All three criteria must be met for a subsidy to exist. However, even if a measure is a subsidy as defined in the SCM Agreement, it is not subject to the disciplines of the SCM Agreement unless the concerned subsidy is a “specific subsidy.” By “specific subsidy,” the SCM Agreement implies those subsidies that are specifically provided to an industry, a region, an enterprise or industry, or a group of enterprises or industries. In other words, the SCM Agreement will treat a subsidy as a “specific subsidy” if the granting authority limits access to the subsidy to certain enterprises or certain regions.
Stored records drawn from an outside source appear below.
PR #1912, opened 2021-09-20
ui/temporary schedules: design enhancements

Forfold:
**Description:**
Updates the dialog for Temporary Schedules per new design decisions with the aim to improve the general user experience when creating or editing a temporary schedule.

- Form Fields altered to use `variant='outline'` (can revert if undesirable)
- Dialog is no longer fullscreen
- Stepper is no longer used. Start and End fields have been added above the fields to add a shift
- Default start times are now the next Monday through Friday
- Coverage warning moved to the top of the shift list
  - This change ensures the warning is seen right away on mobile or desktop.
- Retains shift duration when adding shifts
- Adds a notice to the top of each day if it is out of the set start/end range

- "Retry" vs. "Submit" text for `LoadingButton` is now determined based off a true attempt count, rather than the number of errors sent from props.

**Out of Scope:**
- Fix transitions
- Clicking on "No Coverage" warning opens Add Shift panel, sets start time to beginning of the gap in coverage

**Screenshots:**
Screen Shot 2021-09-20 at 12 49 21 PM
Screen Shot 2021-09-20 at 12 49 31 PM
Screen Shot 2021-09-23 at 10 22 41 AM


web/src/app/schedules/temp-sched/TempSchedDialog.tsx
```diff
@@ -34,30 +63,40 @@ export default function TempSchedDialog({
...
+  const [allowNoCoverage, setAllowNoCoverage] = useState(false)
+  const [hasSubmitted, setHasSubmitted] = useState(false)
 
   useEffect(() => {
     // set default start, end times when zone is ready
     if (!value.start && !value.end && !q.loading && zone) {
-      const nextSunday = getNextWeekday(7, DateTime.now(), zone)
-      const followingSunday = nextSunday.plus({ week: 1 })
+      const nextMonday = getNextWeekday(1, DateTime.now(), zone)
+      const nextFriday = nextMonday.plus({ days: 5 })
```
dctalbot, line 84:
```suggestion
      const nextFriday = nextMonday.plus({ days: 4 })
```

Forfold: This would set it to end at the end of Thursday, rather than including Friday in the default times

dctalbot: Ah yeah, I think I understand. In that case,maybe rename to `thruFriday` since the value is 12:00 on Saturday. Or maybe a comment. Otherwise, looks like a code smell IMO

spencerpauly (approved):

web/src/app/schedules/temp-sched/shiftsListUtil.ts
```diff
@@ -49,6 +49,72 @@ export function getSubheaderItems(
...
+        sortedShifts.reduce(
+          (result, candidate) =>
+            candidate.end > result.end ? candidate : result,
+          sortedShifts[0],
+        )?.end,
+      )
+    : null
+
+  // timezone is loaded in after initial render, check if sched interval is valid
+  if (!schedInterval.start || !schedInterval.end) {
```
dctalbot, line 72:
```suggestion
  if (zone === '') {
```
I think this would also work, probably clearer

web/src/app/schedules/temp-sched/shiftsListUtil.ts
```diff
@@ -49,6 +49,72 @@ export function getSubheaderItems(
...
+    : null
+  const lastShiftEnd = firstShiftStart
+    ? DateTime.fromISO(
+        sortedShifts.reduce(
+          (result, candidate) =>
+            candidate.end > result.end ? candidate : result,
+          sortedShifts[0],
+        )?.end,
+      )
+    : null
```
dctalbot, line 69: We can avoid doing a `sortBy` and `reduce` using the strategy here: https://github.com/target/goalert/pull/1912/files#diff-60811a7d064a778258ca3292d7d6b6ca8dd915deea69291f2abb52cb53886568R28-R35

web/src/app/schedules/temp-sched/TempSchedAddNewShift.tsx
```diff
@@ -0,0 +1,270 @@
...
+
+  function handleAddShift(): void {
+    if (fieldErrors(true).length) {
+      setSubmitted(true)
+      return
+    }
+    if (!shift) return // ts sanity check
+
+    onChange(mergeShifts(value.shifts.concat(shift)))
+    const end = DateTime.fromISO(shift.end)
```
dctalbot, line 129:
```suggestion
    const end = DateTime.fromISO(shift.end, { zone })
```

web/src/app/schedules/temp-sched/TempSchedAddNewShift.tsx
```diff
@@ -0,0 +1,270 @@
...
+    const diff = end.diff(DateTime.fromISO(shift.start))
```
dctalbot, line 130:
```suggestion
    const diff = end.diff(DateTime.fromISO(shift.start, { zone }))
```

web/src/app/schedules/temp-sched/TempSchedAddNewShift.tsx
```diff
@@ -0,0 +1,270 @@
...
+
+  // set start equal to the temporary schedule's start
+  // can't this do on mount since the step renderer puts everyone on the DOM at once
+  useEffect(() => {
+    setShift({
+      start: value.start,
+      end: DateTime.fromISO(value.start).plus({ hours: 8 }).toISO(),
+      userID: '',
+    })
+  }, [value.start])
```
dctalbot, line 94:
```suggestion
  useEffect(() => {
    if (zone === '') return
    setShift({
      start: value.start,
      end: DateTime.fromISO(value.start, { zone }).plus({ hours: 8 }).toISO(),
      userID: '',
    })
  }, [value.start, zone])
```

web/src/app/schedules/temp-sched/TempSchedAddNewShift.tsx
dctalbot: Every call to `DateTime.fromISO` needs to include the zone info, there are a few more instanced of this below

dctalbot (changes requested):
Looking great! I wonder if we should just turn off transitions for the time being. It seems like we've never gotten it quite right and might just need some focus in a dedicated PR

web/src/app/schedules/temp-sched/shiftsListUtil.ts
dctalbot: I don't think that link really works - see lines 28 through 35 of this file

web/src/app/schedules/temp-sched/TempSchedAddNewShift.tsx
Forfold: Thanks! Easy to forget that sort of thing

web/src/app/schedules/temp-sched/TempSchedAddNewShift.tsx
```diff
@@ -0,0 +1,272 @@
...
+              <FormField
+                fullWidth
+                component={ISODateTimePicker}
+                label='Shift Start'
+                name='shift-start'
+                fieldName='start'
+                min={edit ? value.start : now}
+                mapOnChangeValue={(value: string, formValue: Value) => {
+                  if (!manualEntry) {
+                    const diff = DateTime.fromISO(value).diff(
```
dctalbot, line 180:
```suggestion
                    const diff = DateTime.fromISO(value, { zone }).diff(
```

web/src/app/schedules/temp-sched/TempSchedAddNewShift.tsx
```diff
@@ -0,0 +1,272 @@
...
+                      DateTime.fromISO(formValue.start),
```
dctalbot, line 181:
```suggestion
                      DateTime.fromISO(formValue.start, { zone }),
```

web/src/app/schedules/temp-sched/TempSchedAddNewShift.tsx
```diff
@@ -0,0 +1,272 @@
...
+                    )
+                    formValue.end = DateTime.fromISO(formValue.end)
```
dctalbot, line 183:
```suggestion
                    formValue.end = DateTime.fromISO(formValue.end, { zone })
```

web/src/app/schedules/temp-sched/TempSchedAddNewShift.tsx
```diff
@@ -0,0 +1,272 @@
...
+                        </ClickableText>
+                      </div>
+                    </React.Fragment>
+                  }
+                  timeZone={zone}
+                  disabled={q.loading}
+                />
+              ) : (
+                <FormField
+                  fullWidth
```
dctalbot, line 222:
```suggestion
                  fullWidth
                  disabled={q.loading}
```

web/src/app/schedules/temp-sched/TempSchedAddNewShift.tsx
```diff
@@ -0,0 +1,272 @@
...
+                  component={NumberField}
+                  label='Shift Duration (hours)'
+                  name='shift-end'
+                  fieldName='end'
+                  float
+                  // value held in form input
+                  mapValue={(nextVal: string, formValue: Value) => {
+                    const nextValDT = DateTime.fromISO(nextVal)
```
dctalbot, line 230:
```suggestion
                    const nextValDT = DateTime.fromISO(nextVal, { zone })
```

web/src/app/schedules/temp-sched/TempSchedAddNewShift.tsx
```diff
@@ -0,0 +1,272 @@
...
+                    if (!formValue || !nextValDT.isValid) return ''
+                    return nextValDT
+                      .diff(DateTime.fromISO(formValue.start), 'hours')
```
dctalbot, line 233:
```suggestion
                      .diff(DateTime.fromISO(formValue.start, { zone }), 'hours')
```

web/src/app/schedules/temp-sched/TempSchedAddNewShift.tsx
```diff
@@ -0,0 +1,272 @@
...
+                      .hours.toString()
+                  }}
+                  // value held in state
+                  mapOnChangeValue={(nextVal: string, formValue: Value) => {
+                    if (!nextVal) return ''
+                    return DateTime.fromISO(formValue.start)
```
dctalbot, line 239:
```suggestion
                    return DateTime.fromISO(formValue.start, { zone })
```

dctalbot (changes requested):

web/src/app/schedules/temp-sched/TempSchedAddNewShift.tsx
Forfold: I'll do all of this here- but I haven't really _done_ any of this work. Things like this could probably be handled in a separate PR that fixes specific logic, since this body of work is intended mainly for the visual tweaks

Forfold:
@dctalbot Interesting, I wonder if that's a conflict in splitting it up at midnight

web/src/app/schedules/temp-sched/TempSchedAddNewShift.tsx
dctalbot: Ah yeah, definitely could be split it out. Was hard to tell in the file diff since it was all in a new file. Changes should be good though, thanks!

dctalbot (dismissed):

Forfold:
Working on fixing some tests atm

dctalbot (approved):

dctalbot (approved):

spencerpauly (approved):

dctalbot (changes requested):
Seeing an issue when editing and "fast-forwarding" the temp sched start time. I suggest disabling the start/end fields for now.

https://user-images.githubusercontent.com/17692467/135143871-72019ee8-a3dc-464a-ad89-a53d2b53a0bd.mov

dctalbot (approved):

spencerpauly (approved):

Specific subsidies are “actionable” under WTO and countervailing duties (CVDs) can be imposed against exports that receive specific subsidies. However, to impose CVDs against “actionable subsidies,” a country, say, CountryA, must prove that subsidised exports from the concerned country, say, CountryB, is harming the domestic industries of CountryA. Proving such injury is complex and may take considerable time and resources.

But, in the WTO SCM Agreement, any subsidy which is export contingent is a “prohibited subsidy.”3 If a country is found to be giving “prohibited subsidies,” the concerned WTO member countries must go through a rapid dispute settlement process and, if found guilty, will have to remove these subsidies. This is the biggest difference between “actionable” and “prohibited subsidies.”

In discussing India’s SEZ policy, we mentioned that all the incentives given to SEZs are conditional on positive net foreign exchange earnings (NFE>0 for a five-year block). The US argues that this requirement implies that fiscal incentives given to SEZs are export contingent and, hence, are “prohibited subsidies.” Therefore, exports from Indian SEZs should face action from other WTO member countries.